ENTRIES SUPPLIED section start
PR #89, opened 2022-01-11
Implement Plutarch Rationals

Geometer1729:
I'm not certain this is the best way to do Rationals in Plutarch, but we're going to need them fairly soon for Danaswap and as long as any future improvements can be backwards compatible with the Num and Fractional instances this should at least allow us to write and test code using rationals for now.


Plutarch/Rational.hs
```diff
@@ -1,28 +1,118 @@
...
-    pinl (pfst (punRational x)) $ \x1 ->
-    pinl (psnd (punRational x)) $ \x2 ->
-    pinl (pfst (punRational y)) $ \y1 ->
-    pinl (psnd (punRational y)) $ \y2 ->
-    prational (x1 * y1) (x2 * y2)
-    -}
+module Plutarch.Rational 
+  (PRational
+  ,preduce
+  ,pnumerator
```
L-as, line 6: ./bin/format

nix build .#check.x86_64-linux

Plutarch/Rational.hs
```diff
@@ -1,28 +1,118 @@
...
+  x / y = preduce #
+    pmatch x (\(PRational xn xd) ->
+    pmatch y (\(PRational yn yd) ->
+      pcon (PRational (xn*yd) (xd*yn))
+             ))
+  fromRational r = 
+    pcon $ PRational (fromInteger $ numerator r) (fromInteger $ denominator r)
+
+preduce :: Term s (PRational :--> PRational)
+preduce = plam $ \x ->
```
L-as, line 88: You need to hoist all your terms.

Plutarch/Rational.hs
```diff
@@ -1,28 +1,118 @@
...
+        1
+  fromInteger n = pcon $ PRational (fromInteger n) 1
+            
+instance Fractional (Term s PRational) where
+  recip x = 
+    pmatch x (\(PRational xn xd) ->
+      pcon (PRational xd xn))
+  x / y = preduce #
+    pmatch x (\(PRational xn xd) ->
+    pmatch y (\(PRational yn yd) ->
```
L-as, line 81: Please do `pmatch x $ ...`

Plutarch/Rational.hs
```diff
@@ -1,28 +1,118 @@
...
+pgcd' = pfix #$ plam $ f
+  where
+    f self a' b' =
+        plet (pmax # a' # b') $ \a ->
+        plet (pmin # a' # b') $ \b ->
+          pif (b #== 0)
+            a
+            (self # (pmod # a # b) # b)
+
+pmin,pmax :: POrd a => Term s (a :--> a :--> a)
```
L-as, line 109: Please don't declare multiple functions together. See github.com/mlabs-haskell/styleguide

L-as (changes requested):
Waiting for the review of @kozross

Geometer1729:
The arithmetic terms don't seem to be hoist-able because they are not term level functions. `pgcd'`,`pmin` and `pmax` are all used just once. For `pnumerator` , `pdenominator` and `pfromInteger` I'm not sure if I should hoist them. They are all pretty simple.

srid:
I think we are also going to need a `PIsData` instance, to be able to store rationals in datum/redeemer.

L-as:
> pgcd',pmin and pmax are all used just once. For pnumerator , pdenominator and pfromInteger I'm not sure if I should hoist them. They are all pretty simple.

The rule of thumb is to hoist everything you can. If it's used only once, then it will be inlined by the compiler.

Plutarch/Rational.hs
```diff
@@ -1,28 +1,125 @@
...
+
+instance PEq PRational where
+  l #== r =
+    pmatch l $ \(PRational ln ld) ->
+      pmatch r $ \(PRational rn rd) ->
+        rd * ln #== rn * ld
+
+instance POrd PRational where
+  l #<= r =
+    pmatch l $ \(PRational ln ld) ->
```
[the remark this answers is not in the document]
L-as: @TotallyNotChase this should probably also be in the guide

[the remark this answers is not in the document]
L-as: #92

kozross (dismissed):
Looks good to me. Are there plans to add `round`, `truncate` and/or `properFraction` support?

L-as:
Needs to merge in upstream.

L-as:
> Looks good to me. Are there plans to add `round`, `truncate` and/or `properFraction` support?

If you want to add them, sure.

L-as (dismissed):
LGTM

Geometer1729:
@srid I tried to write a PIsData instance but I'm not really sure if this is right.

Geometer1729:
>

Geometer1729:
I'm sorry I clicked the wrong button  and closed this.

Geometer1729:
> Looks good to me. Are there plans to add `round`, `truncate` and/or `properFraction` support?

I kinda forgot about those. Looks like we do need them. I'll start working on that.

srid:
> @srid I tried to write a PIsData instance but I'm not really sure if this is right.

You can add a test to `examples/Examples/Rationals.hs` to verify that `pfromData . pdata` is essentially `id`, on a bunch of inputs (property tests would be better, but we don't use them yet).

Geometer1729:
@srid that test revealed a bug, I fixed it and now the tests pass, hopefully that was the only bug.
@kozross I implemented the rounding functions you mentioned.

Plutarch/Rational.hs
```diff
@@ -1,3 +1,4 @@
+{-# OPTIONS_GHC -Wno-incomplete-patterns #-}
```
L-as, line 1: ?

Plutarch/Rational.hs
```diff
@@ -11,12 +12,33 @@ module Plutarch.Rational (
...
 import Plutarch.Integer (PInteger, PIntegral (pdiv, pmod))
+import Plutarch.List (PListLike (pcons, phead, pnil, ptail), pmap)
 
 data PRational s = PRational (Term s PInteger) (Term s PInteger)
 
+instance PIsData PRational where
+  pfromData x = pListToRat #$ pmap # pasInt #$ pasList # pforgetData x
+  pdata x =
+    (punsafeCoerce :: Term _ (PAsData (PBuiltinList (PAsData PInteger))) -> Term _ (PAsData PRational)) $
+      pdata $ pmap # plam pdata #$ pRatToList # x
```
L-as: Why not just do `pdata $` instead of `plam pdata #$`?

L-as: Otherwise this looks fine actually :+1: , however, there is a design choice to be made here, between this approach and another approach. @TotallyNotChase

L-as (changes requested):

Plutarch/Rational.hs
L-as: I don't think we need the other pragma either.

L-as:
In general, I recommend not adding more features to PRs. You should just make a new PR.

Plutarch/Rational.hs
L-as: #56

L-as: I just noticed these aren't hoisted.

Plutarch/Rational.hs
kozross: This is a _really_ bad thing to enable in general.

Plutarch/Rational.hs
```diff
@@ -1,28 +1,235 @@
...
+pnumerator :: Term s (PRational :--> PInteger)
+pnumerator = phoistAcyclic $ plam $ \x -> pmatch x $ \(PRational n _) -> n
+
+pdenominator :: Term s (PRational :--> PInteger)
+pdenominator = phoistAcyclic $ plam $ \x -> pmatch x $ \(PRational _ d) -> d
+
+pfromInteger :: Term s (PInteger :--> PRational)
+pfromInteger = phoistAcyclic $ plam $ \n -> pcon $ PRational n 1
+
+pround :: Term s (PRational :--> PInteger)
```
kozross, line 218: Does this match the behaviour of `round` from both Plutus and `base`? Specifically:

``round x`` returns the nearest integer to ``x``; the even integer if ``x`` is equidistant between two integers

examples/Examples/Rationals.hs
```diff
@@ -0,0 +1,65 @@
...
+    , testCase "round 5/3" $
+        expect $ pround # (5 / 3) #== 2
+    , testCase "round 4/3" $
+        expect $ pround # (4 / 3) #== 1
+    , testCase "round 5/2" $
+        expect $ pround # (5 / 2) #== 3
+    , testCase "round 9/4" $
+        expect $ pround # (9 / 4) #== 2
+    , testCase "round 11/4" $
+        expect $ pround # (11 / 4) #== 3
```
kozross, line 39: We need to cover the 'equidistant' case described above. There are also no tests dealing with negative values.

examples/Examples/Rationals.hs
```diff
@@ -0,0 +1,65 @@
...
+    , testCase "truncate 7/4" $
+        expect $ ptruncate # (7 / 4) #== 1
+    , testCase "properFraction 11/7" $
+        expect $
+          pmatch (pproperFraction # (11 / 7)) $ \(PPair x y) ->
+            x #== 1 #&& y #== (4 / 7)
+    , testCase "properFraction 13/7" $
+        expect $
+          pmatch (pproperFraction # (13 / 7)) $ \(PPair x y) ->
+            x #== 1 #&& y #== (6 / 7)
```
kozross, line 53: Similarly here: we need to at least deal with negative values properly.

kozross (changes requested):

Plutarch/Rational.hs
Geometer1729: Sorry about that, I think the haskell-language-server plugin I'm trying out added those. I'm not sure why. I've removed both pragmas.

Plutarch/Rational.hs
Geometer1729: It does not I didn't realize that was the behavior of round. I'll fix that.

L-as:
Please retarget to staging BTW>

Geometer1729:
> In general, I recommend not adding more features to PRs. You should just make a new PR.

Sorry about that, I'll keep that in mind going forward.

Geometer1729:
I think I've made all of the requested changes now.

kozross (approved):

L-as:
This has merge conflicts now unfortunately.

L-as:
I think I solved it using GH's built-in functionality.

L-as:
Formatting is wrong FWIW. `./bin/format` needs to be run. CI is broken because staging branch is broken.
ENTRIES SUPPLIED section end
- [REQUIRED WORK]: Repeat word for word the lines above that run from the line containing "I kinda forgot" through the line containing "functions you mentioned.", both ends included, and nothing else.

- [ANSWER BOX]:
I kinda forgot about those. Looks like we do need them. I'll start working on that.

srid:
> @srid I tried to write a PIsData instance but I'm not really sure if this is right.

You can add a test to `examples/Examples/Rationals.hs` to verify that `pfromData . pdata` is essentially `id`, on a bunch of inputs (property tests would be better, but we don't use them yet).

Geometer1729:
@srid that test revealed a bug, I fixed it and now the tests pass, hopefully that was the only bug.
@kozross I implemented the rounding functions you mentioned.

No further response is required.